■ What you are asked to do
Across all the lines of the following material, count those that include the word "refactor" and give only the result.

---+---

PR #1947, opened 2021-01-27
feat: adaptative requests logging

sileht:
Fixes MRGFY-292

### DIFF
--- a/mergify_engine/worker.py
+++ b/mergify_engine/worker.py
@@ -315,7 +315,9 @@ class StreamProcessor:
                         owner_id, owner_login, sub, client, redis_cache
                     )
                     pulls = await self._extract_pulls_from_stream(installation)
-                    await self._consume_pulls(installation, pulls)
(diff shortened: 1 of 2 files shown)


mergify_engine/worker.py
```diff
@@ -315,6 +315,7 @@ async def consume(self, stream_name: StreamNameType) -> None:
                         owner_id, owner_login, sub, client, redis_cache
                     )
                     pulls = await self._extract_pulls_from_stream(installation)
+                    client.set_requests_ratio(len(pulls))
```
jd, line 318: can this be 0 ? 🤔

sileht: no, in theory, since we can't be here without pulls, I will ensure we don't divide by 0

jd (approved):

jd:
Semantic PR did not run.

jd:
@Mergifyio update

PR #1963, opened 2021-02-01
refactor: use owner_id in GithubActionAccessTokenAuth class

CamClrt:


mergify_engine/tests/unit/test_clients.py
```diff
@@ -68,6 +70,47 @@ async def test_client_installation_token(httpserver: httpserver.HTTPServer) -> N
...
+        )
+        httpserver.expect_request(
+            "/app/installations/12345/access_tokens"
+        ).respond_with_json(
+            {"token": "<app_token>", "expires_at": "2100-12-31T23:59:59Z"}
+        )
+
+        httpserver.expect_request(
+            "/", headers={"Authorization": "token <installation-token>"}
+        ).respond_with_json({"work": True}, status=200)
```
jd, line 101: It looks like this is really identical to the previous test. Could you refactor this so we follow [DRY](https://en.wikipedia.org/wiki/Don%27t_repeat_yourself)? 😄

jd (changes requested):

sileht:
In `_set_installation()` we actually set `self.owner_id`, can we also set `self.owner` ? so once the authentication is done, we always have both sets, whatever the one we use initially.

mergify_engine/tests/unit/test_clients.py
```diff
@@ -68,6 +70,47 @@ async def test_client_installation_token(httpserver: httpserver.HTTPServer) -> N
...
+
+        async with github.AsyncGithubInstallationClient(
+            github.get_auth(owner_id=github_types.GitHubAccountIdType(12345))
+        ) as client:
+            ret = await client.get(httpserver.url_for("/"))
+            assert ret.json()["work"]
```
sileht, line 107: Can you also check that client.auth.owner and client.auth.owner_id have the expected value (and you can also add it the previous test).

mergify_engine/tests/unit/test_clients.py
```diff
@@ -28,40 +28,74 @@
...
+    "permissions": {
+        "checks": "write",
+        "contents": "write",
+        "pull_requests": "write",
+    },
+    "account": {"login": "testing", "id": 12345},
+}
+
+
+def _httpserver_connect(httpserver: httpserver.HTTPServer, endpoint: str) -> None:
```
sileht, line 43: You can go even further by also passing the HTTP client `auth=` to this method, so when the `with AsyncGithubInstallationClient..` and all assert can be moved in this method.

jd (approved):

jd (changes requested):
just one thing: can you squash your commits?

CamClrt:
> just one thing: can you squash your commits?

Ok, I will do it in one commit. Before, I will also add a functional test.

mergify_engine/tests/unit/test_clients.py
```diff
@@ -28,44 +28,78 @@
...
+async def test_client_installation_token_with_owner_id(
+    httpserver: httpserver.HTTPServer,
+) -> None:
+    with mock.patch(
+        "mergify_engine.config.GITHUB_API_URL",
+        httpserver.url_for("/")[:-1],
+    ):
+
+        async with github.AsyncGithubInstallationClient(
+            github.get_auth(owner_id=github_types.GitHubAccountIdType(12345))
```
sileht, line 98:
```
            _httpserver_connect(
                httpserver, "/user/12345/installation", github.get_auth(owner_id=github_types.GitHubAccountIdType(12345))
            )
```

mergify_engine/tests/unit/test_clients.py
```diff
@@ -28,44 +28,78 @@
...
 
-    assert len(httpserver.log) == 3
 
-    httpserver.check_assertions()
+@mock.patch.object(github.CachedToken, "STORAGE", {})
+@pytest.mark.asyncio
+async def test_client_installation_token_with_owner_id(
+    httpserver: httpserver.HTTPServer,
+) -> None:
+    with mock.patch(
```
sileht, line 92: This can goes in _httpserver_connect

mergify_engine/tests/unit/test_clients.py
```diff
@@ -28,44 +28,78 @@
...
+        "mergify_engine.config.GITHUB_API_URL",
+        httpserver.url_for("/")[:-1],
+    ):
+
+        async with github.AsyncGithubInstallationClient(
+            github.get_auth(owner_id=github_types.GitHubAccountIdType(12345))
+        ) as client:
+            _httpserver_connect(
```
sileht, line 100: `async def` function have to be awaited to be executed. (eg: `await _httpserver_connect(...)`)

mergify_engine/tests/unit/test_clients.py
```diff
@@ -28,44 +28,78 @@
 from mergify_engine.clients import http
 
 
+gh_fake_response = {
```
sileht, line 31: The response can goes in `_httpserver_connect`, it's used anywhere else.

mergify_engine/tests/unit/test_clients.py
```diff
@@ -28,44 +28,78 @@
...
+    "permissions": {
+        "checks": "write",
+        "contents": "write",
+        "pull_requests": "write",
+    },
+    "account": {"login": "testing", "id": 12345},
+}
+
+
+async def _httpserver_connect(
```
sileht, line 43: The name is too generic,  something like `_do_test_client_installation_token()`.

mergify_engine/tests/functional/test_github_async_client.py
```diff
@@ -68,3 +68,25 @@ async def test_github_async_client(self):
...
+                    "conditions": ["base=master"],
+                    "actions": {"merge": {}},
+                }
+            ]
+        }
+
+        await self.setup_repo(yaml.dump(rules))
+        p, _ = await self.create_pr()
+
+        client = github.aget_client(self.o_integration.login, self.o_integration.id)
```
jd, line 87: since both login and ids are passed, I guess only one is used?
do we want to test only `id` being passed there?

jd (commented):
for the commit you should use `refactor`, not `chore` I'd say.

jd (commented):
LGTM I'll let @sileht validates

sileht (approved):

PR #1254, opened 2024-02-18
update workflows for 1p1 release

m-m-adams:
Update the build and cherry pick workflows to target 1.1 instead of 1.0


.github/workflows/cherry-pick.yml
```diff
@@ -15,18 +15,18 @@ permissions:
 jobs:
   cherry_pick_release_v1_0:
```
sapphire-arches, line 16: Job name should be updated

---+---

■ Task response
3